Source information –
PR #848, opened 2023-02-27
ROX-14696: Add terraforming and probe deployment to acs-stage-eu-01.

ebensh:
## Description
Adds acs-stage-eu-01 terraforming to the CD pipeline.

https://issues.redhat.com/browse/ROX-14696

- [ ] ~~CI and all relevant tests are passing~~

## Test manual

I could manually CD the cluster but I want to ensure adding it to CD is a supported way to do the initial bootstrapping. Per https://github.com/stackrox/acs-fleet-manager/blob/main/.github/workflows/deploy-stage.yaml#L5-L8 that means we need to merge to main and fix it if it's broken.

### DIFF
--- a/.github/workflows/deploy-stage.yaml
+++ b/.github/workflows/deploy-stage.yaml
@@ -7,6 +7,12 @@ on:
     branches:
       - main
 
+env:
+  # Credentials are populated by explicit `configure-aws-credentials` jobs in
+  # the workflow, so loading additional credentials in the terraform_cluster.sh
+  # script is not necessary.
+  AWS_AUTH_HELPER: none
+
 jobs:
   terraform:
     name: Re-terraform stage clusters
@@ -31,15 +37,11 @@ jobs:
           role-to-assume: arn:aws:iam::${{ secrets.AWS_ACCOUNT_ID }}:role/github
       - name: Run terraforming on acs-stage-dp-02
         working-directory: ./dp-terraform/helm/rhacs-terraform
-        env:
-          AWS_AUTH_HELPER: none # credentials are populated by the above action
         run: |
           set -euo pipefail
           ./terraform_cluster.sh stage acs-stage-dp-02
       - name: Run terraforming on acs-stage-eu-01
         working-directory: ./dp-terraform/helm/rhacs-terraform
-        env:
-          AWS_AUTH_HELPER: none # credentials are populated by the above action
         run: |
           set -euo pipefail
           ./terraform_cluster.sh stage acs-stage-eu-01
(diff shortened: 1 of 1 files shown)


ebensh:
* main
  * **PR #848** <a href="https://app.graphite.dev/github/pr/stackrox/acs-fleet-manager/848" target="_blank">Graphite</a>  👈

==

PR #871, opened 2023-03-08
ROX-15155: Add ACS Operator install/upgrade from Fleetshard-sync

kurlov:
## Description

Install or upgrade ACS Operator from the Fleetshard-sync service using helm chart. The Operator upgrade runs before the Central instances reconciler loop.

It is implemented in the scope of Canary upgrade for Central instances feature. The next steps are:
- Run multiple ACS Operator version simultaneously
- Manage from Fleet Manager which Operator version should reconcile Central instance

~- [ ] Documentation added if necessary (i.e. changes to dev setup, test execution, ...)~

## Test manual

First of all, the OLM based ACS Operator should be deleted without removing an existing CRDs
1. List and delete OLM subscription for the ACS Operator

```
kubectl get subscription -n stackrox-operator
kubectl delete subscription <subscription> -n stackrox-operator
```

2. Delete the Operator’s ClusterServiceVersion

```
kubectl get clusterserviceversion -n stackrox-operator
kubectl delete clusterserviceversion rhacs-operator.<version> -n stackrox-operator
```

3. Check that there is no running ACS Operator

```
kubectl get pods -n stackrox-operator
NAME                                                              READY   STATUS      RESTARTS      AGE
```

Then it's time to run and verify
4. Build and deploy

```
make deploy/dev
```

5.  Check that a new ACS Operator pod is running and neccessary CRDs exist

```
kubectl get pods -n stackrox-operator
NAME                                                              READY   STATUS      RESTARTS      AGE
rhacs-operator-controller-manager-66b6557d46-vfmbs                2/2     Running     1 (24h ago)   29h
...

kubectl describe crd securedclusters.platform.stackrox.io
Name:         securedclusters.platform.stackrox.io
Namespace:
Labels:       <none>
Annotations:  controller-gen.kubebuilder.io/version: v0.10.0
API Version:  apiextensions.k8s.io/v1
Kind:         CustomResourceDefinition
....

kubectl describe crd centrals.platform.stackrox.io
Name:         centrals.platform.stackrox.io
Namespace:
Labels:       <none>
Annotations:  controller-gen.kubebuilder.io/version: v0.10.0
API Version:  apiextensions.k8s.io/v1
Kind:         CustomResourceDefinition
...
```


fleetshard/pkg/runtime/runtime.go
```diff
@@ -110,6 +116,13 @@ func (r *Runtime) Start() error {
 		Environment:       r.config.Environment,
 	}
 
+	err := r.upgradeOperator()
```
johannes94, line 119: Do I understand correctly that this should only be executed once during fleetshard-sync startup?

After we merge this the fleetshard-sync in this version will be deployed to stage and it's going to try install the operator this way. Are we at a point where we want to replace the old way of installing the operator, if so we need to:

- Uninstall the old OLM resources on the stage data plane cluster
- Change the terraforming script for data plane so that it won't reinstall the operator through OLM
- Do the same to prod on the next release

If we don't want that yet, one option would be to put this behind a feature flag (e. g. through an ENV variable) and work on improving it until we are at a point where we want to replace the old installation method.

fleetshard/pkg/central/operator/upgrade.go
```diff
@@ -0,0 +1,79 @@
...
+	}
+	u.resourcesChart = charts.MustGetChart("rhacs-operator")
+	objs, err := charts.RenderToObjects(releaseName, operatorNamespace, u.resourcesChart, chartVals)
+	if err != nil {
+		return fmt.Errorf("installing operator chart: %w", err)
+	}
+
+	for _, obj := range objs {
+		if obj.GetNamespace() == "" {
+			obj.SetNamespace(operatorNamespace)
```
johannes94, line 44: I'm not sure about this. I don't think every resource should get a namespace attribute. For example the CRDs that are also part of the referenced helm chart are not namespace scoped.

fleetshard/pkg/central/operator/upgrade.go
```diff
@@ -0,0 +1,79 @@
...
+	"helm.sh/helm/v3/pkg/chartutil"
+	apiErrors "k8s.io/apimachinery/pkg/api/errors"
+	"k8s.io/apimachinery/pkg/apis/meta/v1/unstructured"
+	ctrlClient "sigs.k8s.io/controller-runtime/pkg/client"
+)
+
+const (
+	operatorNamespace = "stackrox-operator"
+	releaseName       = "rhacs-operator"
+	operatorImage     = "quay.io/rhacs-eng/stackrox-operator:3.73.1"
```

Problem requirements –
Scan the material line by line and report each one that contains "charts".

Worked solution –
+	u.resourcesChart = charts.MustGetChart("rhacs-operator")
+	objs, err := charts.RenderToObjects(releaseName, operatorNamespace, u.resourcesChart, chartVals)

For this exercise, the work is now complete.